SUPPLIED ENTRIES:
PR #243, opened 2019-01-23
add support for monthly and weekly sampled data in clv calculation

### LINKED ISSUE #233: _customer_lifetime_value implementation of DCF does not consider resampling freq of the transactions
```python
def _customer_lifetime_value(transaction_prediction_model, frequency, recency, T, monetary_value, time=12, discount_rate=0.01):

    df = pd.DataFrame(index=frequency.index)
    df['clv'] = 0  # initialize the clv column to zeros

    for i in range(30, (time * 30) + 1, 30):
        # since the prediction of number of transactions is cumulative, we have to subtract off the previous periods
        expected_number_of_transactions = transaction_prediction_model.predict(i, frequency, recency, T) - transaction_prediction_model.predict(i - 30, frequency, recency, T)
        # sum up the CLV estimates of all of the periods
        df['clv'] += (monetary_value * expected_number_of_transactions) / (1 + discount_rate) ** (i / 30)

    return df['clv']  # return as a series
```
In the the function assums that the frequency of purchases are always sampled per day i.e. freq="D". What if you have generated the summary using freq="M"? This will lead to wrong calculation inside the loop of _customer_lifetime_value().

ashish-ram:
fixes #233

### DIFF
--- a/lifetimes/fitters/gamma_gamma_fitter.py
+++ b/lifetimes/fitters/gamma_gamma_fitter.py
@@ -52,15 +52,14 @@ class GammaGammaFitter(BaseFitter):
     @staticmethod
     def _negative_log_likelihood(params, frequency, avg_monetary_value,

WORK ORDER: What lines of the listing contain the word "fitters"? Copy them all.

TASK RESULT:
--- a/lifetimes/fitters/gamma_gamma_fitter.py
+++ b/lifetimes/fitters/gamma_gamma_fitter.py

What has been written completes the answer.